Traffickers accused of drowning 500 migrants in the Mediterranean

 AP Photo/Khalil Hamra

Traffickers are accused of ramming a boat carrying more than 500 migrants from Egypt, causing it to sink in the Mediterranean off the coast of Malta, an intergovernmental agency reports.

The account is based on reports from two survivors who were rescued and taken ashore in Sicily after spending a day and a half in the water clinging to flotation devices.

The two Palestinian men, aged 27 and 33, were picked up by a Panamanian merchant ship. They told staff from the International Organization for Migration (IOM) that they had fled Gaza through Egypt and were requesting asylum.

They said that the migrants were forced to change boats several times, but resisted moving to a boat that they did not think was safe or big enough to carry them.

When they refused to cooperate, the traffickers, in a separate boat, reportedly rammed the boat the migrants were in, causing it to sink 300 miles southeast of Malta on September 10.

An IOM spokesperson said that if the reports were confirmed this was "not an accidental tragedy, but the apparent deliberate drowning of migrants by criminal gangs who extort money for their desperate journeys. Their actions are as callous as they are evil."

The Geneva-based IOM said it was investigating the account, which is difficult to verify since only nine others are thought to have survived.

If true, it would be the worst loss of life in the Mediterranean in decades.

On Sunday, another boat sank off the coast of Libya, and more than 200 African migrants are feared dead.

The IOM estimates that 3,000 people have died in the Mediterranean since January, far more than the 700 people who lost their life last year, and there has been a significant increase since June.

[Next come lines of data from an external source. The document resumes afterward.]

PR #154, opened 2021-12-22
Refs RHIROS 133 - fix type error for metrics port

kgaikwad:
As metrics port value set as string in template, currently it is failing while restarting http server. 
To fix this, converting metrics port value to integer before passing as argument.

### DIFF
--- a/ros/processor/main.py
+++ b/ros/processor/main.py
@@ -29,7 +29,7 @@ if __name__ == "__main__":
     events.start()
     engine_results.start()
     collector.start()
-    start_http_server(METRICS_PORT)
+    start_http_server(int(METRICS_PORT))
     # Wait for threads to finish
     events.join()
     engine_results.join()


saltgen (approved):
We should analyze as why METRICS_PORT and [other env vars](https://github.com/RedHatInsights/e2e-deploy/blob/master/templates/ros/ros-processor.yml)  are in str format on, but as of now this change will do. :+1:

kgaikwad:
> We should analyze as why METRICS_PORT and [other env vars](https://github.com/RedHatInsights/e2e-deploy/blob/master/templates/ros/ros-processor.yml) are in str format on, but as of now this change will do. +1

@saltgen - could you please verify if integer type values are allowed for parameter value inside template? If it is allowed there, I will be happy to modify this value to int there. But this only applicable to current deployment.
In my opinion, it is always better to have conversion instead of relying on upcoming values & their format.

saltgen:
> > We should analyze as why METRICS_PORT and [other env vars](https://github.com/RedHatInsights/e2e-deploy/blob/master/templates/ros/ros-processor.yml) are in str format on, but as of now this change will do. +1
> 
> @saltgen - could you please verify if integer type values are allowed for parameters inside template? If it is allowed there, I will be happy to modify this value to int there. In my opinion, it is always better to have conversion instead of relying on upcoming values & their format.

Yes agreed, I'll check and revert on the same.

"The numbers dying off Europe's coasts are shocking and unacceptable," said IOM's director general William Lacy Swing in a statement.

"These are women, children and men who only hope for a more dignified life. The risks they take reflect their desperation and we cannot keep abandoning them to their fate," he added.

The survivors from the Malta shipwreck said they had left Egypt on September 6 with men, women and children on board. The passengers included Palestinians, Syrians, Egyptians, and Sudanese, they said.

The United Nations refugee agency reports that 130,000 people have arrived in Europe by sea already this year, more than double the numbers from last year. Italy has received more than 118,000 people, many of them rescued by the Italian navy's operation Mare Nostrum.

Angelina Jolie, the special envoy for the UNHCR, said: "There is a direct link between the conflicts in Syria and elsewhere and the rise in deaths at sea in the Mediterranean. Unless we address the root causes of these conflicts the numbers of refugees dying or unable to find protection will continue to rise."